**WHAT YOU NEED TO DO:**
Collect from the data below each line with "solidity".

**RECORDS:**
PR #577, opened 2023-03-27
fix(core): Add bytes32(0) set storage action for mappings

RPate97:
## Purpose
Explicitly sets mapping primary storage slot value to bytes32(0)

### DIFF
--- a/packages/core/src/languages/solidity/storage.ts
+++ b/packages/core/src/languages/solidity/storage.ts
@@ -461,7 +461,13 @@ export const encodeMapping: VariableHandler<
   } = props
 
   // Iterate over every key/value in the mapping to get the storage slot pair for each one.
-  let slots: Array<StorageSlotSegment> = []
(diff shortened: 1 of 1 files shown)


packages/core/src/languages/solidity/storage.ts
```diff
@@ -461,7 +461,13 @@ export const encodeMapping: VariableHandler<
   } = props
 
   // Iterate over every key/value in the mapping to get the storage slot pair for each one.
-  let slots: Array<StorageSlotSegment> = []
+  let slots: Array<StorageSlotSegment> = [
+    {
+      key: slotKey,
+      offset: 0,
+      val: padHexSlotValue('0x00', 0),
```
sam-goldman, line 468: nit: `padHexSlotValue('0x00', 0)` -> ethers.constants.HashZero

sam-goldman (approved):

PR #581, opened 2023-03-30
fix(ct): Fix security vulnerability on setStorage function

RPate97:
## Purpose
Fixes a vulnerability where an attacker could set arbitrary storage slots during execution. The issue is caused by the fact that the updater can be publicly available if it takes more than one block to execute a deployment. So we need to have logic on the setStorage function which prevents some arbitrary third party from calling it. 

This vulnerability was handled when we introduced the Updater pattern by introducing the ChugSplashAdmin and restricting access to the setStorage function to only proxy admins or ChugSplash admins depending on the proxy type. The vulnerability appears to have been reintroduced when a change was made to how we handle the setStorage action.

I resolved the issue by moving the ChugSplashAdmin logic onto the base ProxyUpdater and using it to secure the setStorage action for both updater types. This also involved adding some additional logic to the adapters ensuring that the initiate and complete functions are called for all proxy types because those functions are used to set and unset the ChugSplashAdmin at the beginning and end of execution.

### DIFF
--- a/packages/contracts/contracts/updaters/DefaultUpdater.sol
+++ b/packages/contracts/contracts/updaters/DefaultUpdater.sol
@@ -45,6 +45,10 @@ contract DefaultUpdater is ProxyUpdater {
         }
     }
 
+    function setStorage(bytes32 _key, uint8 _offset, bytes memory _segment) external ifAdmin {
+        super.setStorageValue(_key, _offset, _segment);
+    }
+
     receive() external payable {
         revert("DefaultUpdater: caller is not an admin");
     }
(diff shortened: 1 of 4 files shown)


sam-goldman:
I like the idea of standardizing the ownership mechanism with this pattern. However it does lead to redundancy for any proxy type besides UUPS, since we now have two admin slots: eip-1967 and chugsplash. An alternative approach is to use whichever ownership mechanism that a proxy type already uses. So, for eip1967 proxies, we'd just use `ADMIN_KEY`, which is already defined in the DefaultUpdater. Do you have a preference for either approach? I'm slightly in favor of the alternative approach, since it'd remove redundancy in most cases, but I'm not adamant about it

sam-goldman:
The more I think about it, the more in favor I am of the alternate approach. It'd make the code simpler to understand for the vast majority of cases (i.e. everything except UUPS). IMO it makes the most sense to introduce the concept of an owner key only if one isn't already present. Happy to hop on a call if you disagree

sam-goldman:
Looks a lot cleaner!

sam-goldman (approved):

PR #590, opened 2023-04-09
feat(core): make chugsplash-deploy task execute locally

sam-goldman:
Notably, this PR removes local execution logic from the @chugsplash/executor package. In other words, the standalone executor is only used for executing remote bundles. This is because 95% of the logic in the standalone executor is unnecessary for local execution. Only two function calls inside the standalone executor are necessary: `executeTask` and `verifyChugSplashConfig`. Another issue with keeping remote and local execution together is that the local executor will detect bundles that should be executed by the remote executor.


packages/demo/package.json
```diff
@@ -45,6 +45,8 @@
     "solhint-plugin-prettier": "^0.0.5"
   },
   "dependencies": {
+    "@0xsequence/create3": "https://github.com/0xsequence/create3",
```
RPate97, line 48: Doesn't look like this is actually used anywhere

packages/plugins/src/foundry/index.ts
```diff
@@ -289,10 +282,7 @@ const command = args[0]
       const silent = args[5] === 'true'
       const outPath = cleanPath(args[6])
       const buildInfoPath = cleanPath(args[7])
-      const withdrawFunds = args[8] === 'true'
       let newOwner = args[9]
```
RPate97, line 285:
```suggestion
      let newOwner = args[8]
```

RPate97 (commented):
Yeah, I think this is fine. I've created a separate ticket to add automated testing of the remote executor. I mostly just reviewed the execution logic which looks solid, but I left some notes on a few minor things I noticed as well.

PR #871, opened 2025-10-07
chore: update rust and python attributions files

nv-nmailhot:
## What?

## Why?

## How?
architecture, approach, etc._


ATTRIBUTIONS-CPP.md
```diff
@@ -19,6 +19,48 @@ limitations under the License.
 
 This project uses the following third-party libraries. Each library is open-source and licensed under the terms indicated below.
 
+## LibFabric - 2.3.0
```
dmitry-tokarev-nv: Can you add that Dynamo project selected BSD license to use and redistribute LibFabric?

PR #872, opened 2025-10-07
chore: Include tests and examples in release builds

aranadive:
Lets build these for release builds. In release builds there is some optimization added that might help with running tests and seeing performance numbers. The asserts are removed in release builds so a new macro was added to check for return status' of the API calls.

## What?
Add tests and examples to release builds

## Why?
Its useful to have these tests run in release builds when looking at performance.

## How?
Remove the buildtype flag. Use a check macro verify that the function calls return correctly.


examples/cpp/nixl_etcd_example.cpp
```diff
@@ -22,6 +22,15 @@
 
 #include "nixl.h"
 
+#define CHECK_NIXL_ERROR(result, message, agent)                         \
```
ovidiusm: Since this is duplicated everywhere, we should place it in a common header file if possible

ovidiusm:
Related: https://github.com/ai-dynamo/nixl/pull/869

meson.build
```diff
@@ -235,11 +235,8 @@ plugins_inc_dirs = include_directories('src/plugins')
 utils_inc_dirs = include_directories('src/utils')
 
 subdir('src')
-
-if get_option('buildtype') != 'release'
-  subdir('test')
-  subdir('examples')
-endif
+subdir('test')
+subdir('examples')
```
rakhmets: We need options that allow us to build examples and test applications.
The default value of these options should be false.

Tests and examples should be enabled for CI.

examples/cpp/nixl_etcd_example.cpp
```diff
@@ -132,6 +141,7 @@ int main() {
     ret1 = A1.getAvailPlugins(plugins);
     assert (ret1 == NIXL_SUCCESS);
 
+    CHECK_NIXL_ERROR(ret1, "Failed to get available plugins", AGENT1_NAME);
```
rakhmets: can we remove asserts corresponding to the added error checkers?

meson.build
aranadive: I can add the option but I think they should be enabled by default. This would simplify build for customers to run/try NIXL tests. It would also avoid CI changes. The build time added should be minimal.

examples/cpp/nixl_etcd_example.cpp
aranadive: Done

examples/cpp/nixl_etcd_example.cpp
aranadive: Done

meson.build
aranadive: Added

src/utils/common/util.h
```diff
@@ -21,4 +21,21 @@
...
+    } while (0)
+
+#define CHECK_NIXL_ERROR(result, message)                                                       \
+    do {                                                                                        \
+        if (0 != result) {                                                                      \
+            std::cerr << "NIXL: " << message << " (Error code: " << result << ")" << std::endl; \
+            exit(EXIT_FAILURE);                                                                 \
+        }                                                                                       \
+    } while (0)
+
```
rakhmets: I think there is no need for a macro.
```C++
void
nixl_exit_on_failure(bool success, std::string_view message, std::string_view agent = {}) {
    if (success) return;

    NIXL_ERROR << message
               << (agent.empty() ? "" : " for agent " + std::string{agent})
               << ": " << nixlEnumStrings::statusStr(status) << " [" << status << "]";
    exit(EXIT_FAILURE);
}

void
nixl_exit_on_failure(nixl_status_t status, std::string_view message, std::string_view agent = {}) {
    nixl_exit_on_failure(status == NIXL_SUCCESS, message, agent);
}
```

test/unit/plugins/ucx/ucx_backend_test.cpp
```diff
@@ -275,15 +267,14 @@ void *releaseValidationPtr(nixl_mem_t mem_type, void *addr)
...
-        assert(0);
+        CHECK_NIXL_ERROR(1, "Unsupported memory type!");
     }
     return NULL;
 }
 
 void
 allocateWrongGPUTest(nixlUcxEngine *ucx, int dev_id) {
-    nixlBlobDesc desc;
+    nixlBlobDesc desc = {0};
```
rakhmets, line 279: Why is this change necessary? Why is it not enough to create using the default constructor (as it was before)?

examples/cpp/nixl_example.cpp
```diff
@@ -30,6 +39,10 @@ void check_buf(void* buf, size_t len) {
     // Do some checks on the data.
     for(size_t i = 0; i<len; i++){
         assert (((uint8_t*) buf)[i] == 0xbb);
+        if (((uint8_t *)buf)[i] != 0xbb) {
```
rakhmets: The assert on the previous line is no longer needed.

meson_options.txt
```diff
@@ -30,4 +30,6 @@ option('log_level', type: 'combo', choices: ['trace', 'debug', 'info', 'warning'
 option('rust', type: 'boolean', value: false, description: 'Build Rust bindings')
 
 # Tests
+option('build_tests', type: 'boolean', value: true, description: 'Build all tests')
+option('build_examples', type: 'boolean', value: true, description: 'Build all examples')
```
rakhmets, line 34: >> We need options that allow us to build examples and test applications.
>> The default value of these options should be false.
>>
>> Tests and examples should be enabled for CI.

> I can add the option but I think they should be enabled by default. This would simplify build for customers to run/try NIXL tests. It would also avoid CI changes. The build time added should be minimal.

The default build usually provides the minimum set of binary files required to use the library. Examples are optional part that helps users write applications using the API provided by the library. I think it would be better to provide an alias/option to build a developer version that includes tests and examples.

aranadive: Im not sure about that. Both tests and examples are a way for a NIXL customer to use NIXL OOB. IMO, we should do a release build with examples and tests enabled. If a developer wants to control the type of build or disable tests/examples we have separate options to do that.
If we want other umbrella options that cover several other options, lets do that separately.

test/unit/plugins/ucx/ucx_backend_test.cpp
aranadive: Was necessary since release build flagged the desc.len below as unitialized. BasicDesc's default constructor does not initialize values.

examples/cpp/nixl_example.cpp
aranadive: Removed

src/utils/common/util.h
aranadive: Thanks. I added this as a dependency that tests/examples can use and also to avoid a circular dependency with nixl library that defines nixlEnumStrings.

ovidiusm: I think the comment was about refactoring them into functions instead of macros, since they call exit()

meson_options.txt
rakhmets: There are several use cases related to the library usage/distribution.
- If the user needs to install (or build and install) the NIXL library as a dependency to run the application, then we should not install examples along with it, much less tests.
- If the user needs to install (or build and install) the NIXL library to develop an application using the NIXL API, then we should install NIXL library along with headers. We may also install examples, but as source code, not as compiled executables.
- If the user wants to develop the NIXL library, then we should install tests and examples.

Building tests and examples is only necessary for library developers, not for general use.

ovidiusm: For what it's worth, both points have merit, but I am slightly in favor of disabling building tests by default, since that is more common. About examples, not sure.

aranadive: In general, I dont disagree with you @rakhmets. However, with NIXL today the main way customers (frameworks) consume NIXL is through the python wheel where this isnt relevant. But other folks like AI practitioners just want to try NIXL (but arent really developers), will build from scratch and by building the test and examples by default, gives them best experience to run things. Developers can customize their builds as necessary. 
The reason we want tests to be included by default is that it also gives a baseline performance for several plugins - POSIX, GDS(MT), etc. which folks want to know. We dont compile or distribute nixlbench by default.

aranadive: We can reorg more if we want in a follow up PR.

**THE ANSWER:**
--- a/packages/core/src/languages/solidity/storage.ts
+++ b/packages/core/src/languages/solidity/storage.ts
packages/core/src/languages/solidity/storage.ts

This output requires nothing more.